» Your task
Please write out every entry below, word for word.

[Collected data entries]
PR #70, opened 2017-08-28
[BPK-231] Add docs for srcset use in Image component

georgegillams:


packages/bpk-component-image/src/__snapshots__/BpkImage-test.js.snap
```diff
@@ -545,3 +545,107 @@ exports[`BpkImage should render correctly 1`] = `
   </div>
 </div>
 `;
+
+exports[`BpkImage should support srcSet 1`] = `
```
matthewdavidson: this snapshot doesn't assert against any sort of `srcset` support

packages/bpk-component-image/stories.js
```diff
@@ -39,14 +39,35 @@ storiesOf('bpk-component-image', module)
...
+      height={408}
+      src={image}
+    />
+  ))
+  .add('Using SrcSet', () => (
+    <BpkImage
+      altText="image"
+      width={612}
+      height={408}
+      srcSet={`${image}?resize=280px:280px&quality=100 280w,
```
matthewdavidson: AFAIK you still need to supply a `src` attribute when using `srcset`...

packages/bpk-docs/src/pages/ImagesPage/ImagesPage.js
```diff
@@ -48,7 +50,24 @@ const components = [
         altText="Lake"
         width={816}
         height={544}
-        src={`/${image1}`}
+        src={image1}
+        srcSet={`${image1}?resize=280px:280px&quality=100 280w,
+          ${image1}?resize=320px:320px&quality=100 320w,
```
matthewdavidson: All these examples contain quite a lot of different options - two or three should be adequate, no?

packages/bpk-component-image/stories.js
georgegillams: FYI it works without, but probably best practice to!

matthewdavidson: Yup, as a fallback for older browsers 👍

packages/bpk-component-image/src/__snapshots__/BpkImage-test.js.snap
georgegillams: Ah - `inView` was set to false!

packages/bpk-docs/src/pages/ImagesPage/ImagesPage.js
georgegillams: Fair point - have reduced to 4

packages/bpk-docs/src/pages/ImagesPage/ImagesPage.js
```diff
@@ -48,7 +50,18 @@ const components = [
...
+        src={image1}
+        srcSet={`${image1}?resize=320px:320px&quality=100 320w,
+          ${image1}?resize=520px:520px&quality=100 520w,
+          ${image1}?resize=1024px:1024px&quality=100 1024w,
+          ${image1}?resize=1920px:1920px&quality=100 1920w`}
+        // If the viewport is wider than 1140px, then this image will
+        // take up ≈765px of the viewport. If the viewport
+        // is wider than 805px it will take up ≈ all but 292px
+        // Otherwise, it will take up ≈ all but 72px.
+        sizes={`(min-width: 1140px) 765px,
```
matthewdavidson: use tokens for these breakpoint values

PR #71, opened 2017-08-28
Bpk 886 calendar focus tracking

georgegillams:


packages/bpk-component-calendar/src/Week.js
```diff
@@ -87,6 +102,30 @@ class Week extends Component {
...
+  onMouseClick(date) {
+    this.props.onDateClick(date);
+    this.setState({ savedDate: null });
+  }
+
+  onMouseDown(date, month) {
+    if (isSameMonth(date, month)) {
+      this.props.onDateMouseDown(null, { date });
+    } else {
+      this.setState({ savedDate: date });
```
k0nserv: I'm trying to understand why this should be different. Can you expand on the reason?

packages/bpk-component-calendar/src/BpkCalendarGrid-test.js
```diff
@@ -129,4 +129,29 @@ describe('BpkCalendarGrid', () => {
...
+      formatMonth={formatMonth}
+      formatDateFull={formatDateFull}
+      DateComponent={BpkCalendarDate}
+      daysOfWeek={weekDays}
+      weekStartsOn={0}
+      showWeekendSeparator
+      onDateMouseDown={onDateMouseDown}
+    />);
+
+    expect(onDateMouseDown.mock.calls.length).toBe(0);
```
k0nserv: This is redundant really

georgegillams: You mean checking that the `length` is `0`? or the whole test?

packages/bpk-component-calendar/src/Week.js
```diff
@@ -87,6 +102,30 @@ class Week extends Component {
...
+    }
+  }
+
+  onMouseUp(event) {
+    if (this.state.savedDate != null) {
+      this.props.onDateMouseDown(event, { date: this.state.savedDate });
```
matthewdavidson: Calling a "mouse down" event handler on a mouse up event is surprising.

georgegillams: I agree - the 'mouseDown` and 'onClick' events should really be renamed if we are going with this solution, but that would presumably break a lot of stuff!

matthewdavidson: Yup, but I mean more fundamentally... they are not the same right? It's surprising that to bind a callback to a `mousedown` event for it to be called on `mouseup`.

k0nserv: That's a good point, maybe they sould have abstract names in week and above?

georgegillams: Something like `onDateFocused` and `onDateSelected`???

packages/bpk-component-calendar/src/BpkCalendarGrid-test.js
k0nserv: Checking that the length is zero. That's guaranteed by the mock implementation

packages/bpk-component-calendar/src/Week.js
k0nserv: Yeah something to that effect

» Answer to this task
PR #70, opened 2017-08-28
[BPK-231] Add docs for srcset use in Image component

georgegillams:


packages/bpk-component-image/src/__snapshots__/BpkImage-test.js.snap
```diff
@@ -545,3 +545,107 @@ exports[`BpkImage should render correctly 1`] = `
   </div>
 </div>
 `;
+
+exports[`BpkImage should support srcSet 1`] = `
```
matthewdavidson: this snapshot doesn't assert against any sort of `srcset` support

packages/bpk-component-image/stories.js
```diff
@@ -39,14 +39,35 @@ storiesOf('bpk-component-image', module)
...
+      height={408}
+      src={image}
+    />
+  ))
+  .add('Using SrcSet', () => (
+    <BpkImage
+      altText="image"
+      width={612}
+      height={408}
+      srcSet={`${image}?resize=280px:280px&quality=100 280w,
```
matthewdavidson: AFAIK you still need to supply a `src` attribute when using `srcset`...

packages/bpk-docs/src/pages/ImagesPage/ImagesPage.js
```diff
@@ -48,7 +50,24 @@ const components = [
         altText="Lake"
         width={816}
         height={544}
-        src={`/${image1}`}
+        src={image1}
+        srcSet={`${image1}?resize=280px:280px&quality=100 280w,
+          ${image1}?resize=320px:320px&quality=100 320w,
```
matthewdavidson: All these examples contain quite a lot of different options - two or three should be adequate, no?

packages/bpk-component-image/stories.js
georgegillams: FYI it works without, but probably best practice to!

matthewdavidson: Yup, as a fallback for older browsers 👍

packages/bpk-component-image/src/__snapshots__/BpkImage-test.js.snap
georgegillams: Ah - `inView` was set to false!

packages/bpk-docs/src/pages/ImagesPage/ImagesPage.js
georgegillams: Fair point - have reduced to 4

packages/bpk-docs/src/pages/ImagesPage/ImagesPage.js
```diff
@@ -48,7 +50,18 @@ const components = [
...
+        src={image1}
+        srcSet={`${image1}?resize=320px:320px&quality=100 320w,
+          ${image1}?resize=520px:520px&quality=100 520w,
+          ${image1}?resize=1024px:1024px&quality=100 1024w,
+          ${image1}?resize=1920px:1920px&quality=100 1920w`}
+        // If the viewport is wider than 1140px, then this image will
+        // take up ≈765px of the viewport. If the viewport
+        // is wider than 805px it will take up ≈ all but 292px
+        // Otherwise, it will take up ≈ all but 72px.
+        sizes={`(min-width: 1140px) 765px,
```
matthewdavidson: use tokens for these breakpoint values

PR #71, opened 2017-08-28
Bpk 886 calendar focus tracking

georgegillams:


packages/bpk-component-calendar/src/Week.js
```diff
@@ -87,6 +102,30 @@ class Week extends Component {
...
+  onMouseClick(date) {
+    this.props.onDateClick(date);
+    this.setState({ savedDate: null });
+  }
+
+  onMouseDown(date, month) {
+    if (isSameMonth(date, month)) {
+      this.props.onDateMouseDown(null, { date });
+    } else {
+      this.setState({ savedDate: date });
```
k0nserv: I'm trying to understand why this should be different. Can you expand on the reason?

packages/bpk-component-calendar/src/BpkCalendarGrid-test.js
```diff
@@ -129,4 +129,29 @@ describe('BpkCalendarGrid', () => {
...
+      formatMonth={formatMonth}
+      formatDateFull={formatDateFull}
+      DateComponent={BpkCalendarDate}
+      daysOfWeek={weekDays}
+      weekStartsOn={0}
+      showWeekendSeparator
+      onDateMouseDown={onDateMouseDown}
+    />);
+
+    expect(onDateMouseDown.mock.calls.length).toBe(0);
```
k0nserv: This is redundant really

georgegillams: You mean checking that the `length` is `0`? or the whole test?

packages/bpk-component-calendar/src/Week.js
```diff
@@ -87,6 +102,30 @@ class Week extends Component {
...
+    }
+  }
+
+  onMouseUp(event) {
+    if (this.state.savedDate != null) {
+      this.props.onDateMouseDown(event, { date: this.state.savedDate });
```
matthewdavidson: Calling a "mouse down" event handler on a mouse up event is surprising.

georgegillams: I agree - the 'mouseDown` and 'onClick' events should really be renamed if we are going with this solution, but that would presumably break a lot of stuff!

matthewdavidson: Yup, but I mean more fundamentally... they are not the same right? It's surprising that to bind a callback to a `mousedown` event for it to be called on `mouseup`.

k0nserv: That's a good point, maybe they sould have abstract names in week and above?

georgegillams: Something like `onDateFocused` and `onDateSelected`???

packages/bpk-component-calendar/src/BpkCalendarGrid-test.js
k0nserv: Checking that the length is zero. That's guaranteed by the mock implementation

packages/bpk-component-calendar/src/Week.js
k0nserv: Yeah something to that effect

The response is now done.